Years ago, I had a massage at a festival that sort of makes me laugh now. The man giving me the massage was doing his thing, getting 'in there' in areas that he thought needed work - poking and pulling me where I was really sensitive.
"Relax." he kept saying.
Now honestly, I was trying to relax; I knew massage was what I needed. But at the same time, he was hurting me, and I didn't trust him to stop hurting me. To protect myself, I tensed up, making my own barrier. It stopped him causing me more pain where I felt vulnerable.
It also stopped him doing anything to my muscles at all really - there's no way he could have done any good either. The whole massage was basically a polite fight - him telling me to relax, me tensing against him. Amongst a load of polite chat.
I'm sure that if I had opened up and relaxed, I would have had an amazing massage. But for whatever reason, I stayed tense, and I didn't let him in. Maybe I wasn't ready. Maybe I didn't trust him.
I still remember that massage today, something like 11 years on, and hearing a similar story from a new client today prompted me to write this.
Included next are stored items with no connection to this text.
PR #3570, opened 2025-08-28
Fix failing tests on non-libpng backends

ankith26:
These changes are relevant for when SDL_image isn't using the libpng backend (so not really relevant for our release builds, but useful for when we compiled against system SDL_image on some linux distro like fedora)

precursor to #3562 and SDL3 runtime support work considering we don't use libpng backend on those builds as of now.


Starbuck5 (approved):
I haven't tested or anything, but the code makes sense.

PR #3572, opened 2025-08-30
Remove `None` initialization of `Sprite.rect` and `Sprite.image`, and remove property accessors 

aatle:
Revert the changes of #1942 (initialize `rect` and `image` to `None`, and have those attributes be properties).

Reasons:
The `None` values aren't actually compatible with the sprite functions and methods; they will error for a `None` sprite `rect` or `image`. It isn't really useful to initialize them to `None`.
By having them uninitialized instead, the remaining sprite stub issues involving optionals can be solved. -> makes sprite module comfortably usable and safe with typing.
The property accessors for these attributes seem to be redundant. Also, they are slightly slower than normal attributes.
The revert will also make sprite behavior in line with upstream `pygame`, as #1942 didn't apply to it.

Additionally, this PR fixes typing for `DirtySprite.source_rect`.


yoonthegoon:
@MyreMylar thoughts?

I've just come across this issue now and having the `image` property of a `Sprite` always be annotated a `Surface | None` is really troublesome with type checkers. I would hate to litter my code with asserts or ignore comments.

If you truly wish to annotate that `image` and `rect` on `Sprite` can be `None`, the getters and setters are unnecessary and the following can be done. 

```diff
-    def __init__(self, *groups):
+    def __init__(self, *groups: "Group") -> None:
         self.__g = {}  # The groups the sprite is in
-        self.__image: Optional[pygame.surface.Surface] = None
-        self.__rect: Optional[pygame.rect.Rect] = None
+        self.image: Surface | None = None
+        self.rect: FRect | Rect | None = None
         if groups:
             self.add(*groups)
```

This way, when subclassing, one can simply do this:

```python
class Character(Sprite):
    def __init__(self, group: Group, pos: Vector2 = Vector2(0, 0)) -> None:
        self.image: Surface = PRELOADED_IMAGE
        self.rect: Rect = self.image.rect(topleft=pos)
```

Though I prefer at least `image` to be a field like done in this PR because you'll only need to load the image once (if the user defines the field not in `__init__`).

yoonthegoon:
Also I'm just noticing https://github.com/pygame-community/pygame-ce/blob/f80f75f9b10faf3859862bd014b2f6388718e62a/src_py/sprite.py#L150 is an infinitely recursive loop if `type(group) is not Group`

PR #3574, opened 2025-08-31
Port freetype to SDL3

Starbuck5:
We *may* end up removing freetype, but this wasn't too difficult to port, and it strengthens our SDL3 foundations.


ankith26 (approved):

PR #3576, opened 2025-09-01
[Part 1] SDL3: event: runtime issue fixes

ankith26:
- Vendors in `SDL_gesture.h`
- windowevent fixes


src_c/event.c
```diff
@@ -25,6 +25,7 @@
  */
 #define PYGAMEAPI_EVENT_INTERNAL
 
+#define SDL_GESTURE_IMPLEMENTATION 1
```
Starbuck5, line 32: This could use a comment, I wasn't sure what I was looking at while reviewing the PR before doing a code search for this.

src_c/event.c
```diff
@@ -732,14 +738,15 @@ pg_event_filter(void *_, SDL_Event *event)
...
     }
-    /* TODO:
+    /*
      * Any event that gets blocked here will not be visible to the event
      * watchers. So things like WINDOWEVENT should never be blocked here.
-     * This is taken care of in SDL2 codepaths already but needs to also
-     * be verified in SDL3 porting.
      * If the user requests a block on WINDOWEVENTs we are going to handle
      * it specially and call it a "pseudo-block", where the filtering will
      * happen in a _pg_filter_blocked_events call. */
```
Starbuck5, line 750: In the future would it make sense to implement all event blocking the same way as late in the process as possible? That way we don't need to have 2 types of events that get blocked differently.

ankith26: Good point. I don't want to take that on for this PR but will keep in mind for future PRs.

src_c/event.c
ankith26: Sure, I added a comment.

ankith26:
I rebased this PR on main, and also updated the SDL_gesture header.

In our lives, we develop ways of protecting ourselves when we sense a threat:
- we say 'I'm fine, I'm tough' when we're feeling scared, to avoid being seen as an easy target,
- we take a deep breath, tense up, and walk past the gang on the street, trying to look as 'cool' as possible,
- we stay alert to attacks.
For most of us as we get older, these threats are less and less likely, but the tension has stayed there, to 'protect' us. For others, those threats are still there - and that protection is needed.
As a massage therapist (and a friend, girlfriend, sister, whatever) my job isn't to get in there and destroy the person's defence because 'I don't think they need it any more.' My job is to take people as they are - to love them for who they are right now, with tension and defences here and there, with quirky habits and hopes and fears, the whole lot.
Who knows what goes on behind closed doors, in other people's lives - maybe they really need that defence up right now. Who am I to judge? We are ALL a work in progress.
When I massage, I don't assume that I know best, because I really really don't when it comes to somebody else's body or their history. They know best. The client is always right.
Opening up and being vulnerable takes bravery, you need to know you will be safe and protected when you do it. If someone lets down their defences with me, it is an honour and a privilege, it isn't my right.
As a massage therapist, my job is to love you AND your defences. And if you decide to let them down, then amazing.
I honestly feel very lucky after a day of massaging and I hope that in time I will extend that love for my clients to myself too, and then... LOOK OUT! - my massages will be even better! (But I guess, for now, I just need to learn to love that I am not there yet.)